Restate the entries below without a single change.

(Stored data)
____________________

PR #1092, opened 2021-10-22
Split ESLint plugin into foundations and components (Attempt 2)

jamie-lynch:

This PR extends the work done in https://github.com/guardian/source/pull/1089 so that consumers can simply use `@guardian/eslint-plugin-source-react-components` to get linting for both react components and foundations.

> These sections are copied from #1089 

> This PR updates the eslint plugin provided to be two separate packages that refer to the @guardian/source-foundations and @guardian/source-react-components packages. This allows us to keep the plugin versions in sync with the packages that they refer to, and to have those packages as peer dependencies so that users will be warned if they have incompatible versions installed.

## What does this change?

 > -   Move the eslint rules into `lib`
> -   Add separate `valid-foundations-import-name` and `valid-components-import-name` rules to the `valid-import-name` file
> - Split the `@guardian/eslint-plugin-source` package into `@guardian/eslint-plugin-source-foundations` and `@guardian/eslint-plugin-source-react-components`
> - Update the recommended configs accordingly
> - Build both packages with rollup
> - Update the integration tests
> - Add `@guardian/source-foundations` and `@guardian/source-react-components` as peer dependencies of the `@guardian/eslint-plugin-source-foundations` and `@guardian/eslint-plugin-source-react-components` respectively

* Add `@guardian/eslint-plugin-source-foundations` as a dependency of `@guardian/eslint-plugin-source-react-components`
* Update the recommended config exported from react components plugin to contain all rules
* Combine the foundations and components import rules so that import statements aren't linted twice
* Update the integration tests to test when linting foundations only too

## What's left to do?

- [x] Combine the foundations and components import rules so that import statements aren't linted twice
- [x] Update the integration tests to test when linting foundations only - https://github.com/guardian/source/pull/1093


SiAdcock (approved):
This is super awesome, thanks so much @jamie-lynch 💎 👌 ❤️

____________________

REPLY TO THE TASK:
PR #1092, opened 2021-10-22
Split ESLint plugin into foundations and components (Attempt 2)

jamie-lynch:

This PR extends the work done in https://github.com/guardian/source/pull/1089 so that consumers can simply use `@guardian/eslint-plugin-source-react-components` to get linting for both react components and foundations.

> These sections are copied from #1089 

> This PR updates the eslint plugin provided to be two separate packages that refer to the @guardian/source-foundations and @guardian/source-react-components packages. This allows us to keep the plugin versions in sync with the packages that they refer to, and to have those packages as peer dependencies so that users will be warned if they have incompatible versions installed.

## What does this change?

 > -   Move the eslint rules into `lib`
> -   Add separate `valid-foundations-import-name` and `valid-components-import-name` rules to the `valid-import-name` file
> - Split the `@guardian/eslint-plugin-source` package into `@guardian/eslint-plugin-source-foundations` and `@guardian/eslint-plugin-source-react-components`
> - Update the recommended configs accordingly
> - Build both packages with rollup
> - Update the integration tests
> - Add `@guardian/source-foundations` and `@guardian/source-react-components` as peer dependencies of the `@guardian/eslint-plugin-source-foundations` and `@guardian/eslint-plugin-source-react-components` respectively

* Add `@guardian/eslint-plugin-source-foundations` as a dependency of `@guardian/eslint-plugin-source-react-components`
* Update the recommended config exported from react components plugin to contain all rules
* Combine the foundations and components import rules so that import statements aren't linted twice
* Update the integration tests to test when linting foundations only too

## What's left to do?

- [x] Combine the foundations and components import rules so that import statements aren't linted twice
- [x] Update the integration tests to test when linting foundations only - https://github.com/guardian/source/pull/1093


SiAdcock (approved):
This is super awesome, thanks so much @jamie-lynch 💎 👌 ❤️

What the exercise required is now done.